What audio datasets are currently utilized, and what is the distribution of their use?
What are the sources of these datasets, and what licenses govern them?
Do these datasets contain toxic content?
Who is represented or underrepresented in these datasets?

To address these questions, the authors conducted a comprehensive literature review targeting audio datasets referenced in research papers from May 2023 to May 2024. This investigation revealed 175 unique datasets across categories such as music, speech, and environmental sounds. The analysis highlights the fragmented nature of audio datasets compared to the text and image domains, where a few large datasets dominate.

Core Findings

Dataset Characteristics and Usage

The paper finds that the majority of datasets were employed infrequently—mostly once or twice—emphasizing the distribution's long-tail nature. Notably, VCTK and AudioSet are among the datasets most frequently utilized. The number of hours and citations reveal a skew towards datasets like LibriSpeech and GTZAN, which enjoy frequent academic recognition beyond direct usage in papers.

Moreover, the analysis dissects dataset creation methods, uncovering that around 30% are scraped from web sources, raising questions about the legality and ethicality of such practices. The authors also highlight an alarming 27% of datasets potentially infringe on copyrights, a concern exacerbated by the presence of content from platforms like YouTube and TED Talks.

Bias and Toxicity

The paper's audit of seven prominent datasets reveals substantial representation issues. Gender, race, and other sociosensitive keywords are inadequately represented, with underrepresentation of marginalized communities evident in mentions. The authors also uncover associations between generic terms and specific gendered terms that reinforce stereotypical bias, particularly against women.

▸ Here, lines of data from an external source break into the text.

Issue #552, opened 2020-06-24
Implement the Donate Page Re-Design


entrotech:
### Overview
Issue #480 specifies a re-designed Donate page. This issue is to implement the static Donate page based on the Figma File 

### Action Items

- [x] Implement as stand-alone HMTL/CSS to get the styles etc. working (this is for Marcello to get started).
- [x] Integrate with the React Application
- [ ] Review design and funcntionality by Marcello and the UI/UX team.
- [ ] Revise, as necessary.

### Resources/Instructions
[Design System Figma](https://www.figma.com/file/D3oq9QOXl0rFkwrEUJbABs/Fola-Design-System?node-id=315%3A598)

tina-moh:
CTA Buttons don’t work

lizagarrison:
@alvaram @entrotech please update "Donate" link to https://www.codeforamerica.org/donate

entrotech:
Will work on this when all links are available.

lizagarrison:
Updated - all links are now available

entrotech:
Completed on PR #588 - It's available in food-oasis-dev.herokuapp.com now.

Issue #553, opened 2020-06-24
Implement the FAQ Page Re-Design


entrotech:
### Overview
Issue #480 specifies a re-designed statuc FAQ page. This issue is to implement the static FAQ page based on the Figma File 

### Action Items

- [x] Implement the re-design
- [x] Review design and funcntionality by Marcello and the UI/UX team.
- [x] Revise, as necessary.

- [x] UX/UI approved

### Resources/Instructions
[Design System Figma](https://www.figma.com/file/D3oq9QOXl0rFkwrEUJbABs/Fola-Design-System?node-id=315%3A598)

lizagarrison:
@tina-moh are there any design changes that need to be made to the "About" page or can we consider this approved?

tina-moh:
I approve other than hamburger menu that is already mentioned in other issue.

entrotech:
Since Tina approves, I'm closing this one.

PR #576, opened 2020-07-03
Implement the Donate Page Re-Design #552

alvaram:
New Static Donate Page based on Figma file


alvaram:
Just realized this commit also includes #553 new status FAQ page as well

Toxic content, characterized by hate speech and profanity, was detected across these datasets, though it constitutes a small percentage of the total content. Nonetheless, given models' ability to amplify even minor content occurrences, this remains concerning.

Licensing and Ethical Concerns

Licensing is a key focus of this audit. Diverse licensing terms—notably those barring commercial use, adaptations, or requiring attribution—pose challenges for using these datasets in training or commercial settings. The authors’ exploration of dataset provenance further elucidates the complications of IP issues in generative audio contexts.

Theoretical and Practical Implications

The paper's findings underscore the need for enhanced documentation standards, akin to "datasheets for datasets," tailored to audio data’s unique challenges. Such documentation would facilitate better assessment of biases and foster ethical dataset consumption.

Practically, the implications for model developers and data curators are profound. There is a pressing need to build datasets that fairly represent diverse populations and respect legal boundaries of data use. Moreover, as the emerging paradigm of multimodal models leverages audio data, mitigating these datasets’ biases and ethical pitfalls becomes critical for wider AI fairness and applicability.

Future Directions

The closing sections suggest that addressing these challenges requires collaborative, community-driven dataset creation, emphasizing transparency and consent. The establishment of platforms enabling individuals to verify their inclusion in datasets is posited as a step towards more participatory and ethical AI development practices.

In conclusion, this paper serves as a clarion call for the audio AI community, advocating for a conscientious revisitation of dataset creation, licensing, and representation in an increasingly AI-driven world. The exploration accomplished here lays a foundation for ongoing dialogue and refinement in ethical audio AI advancement.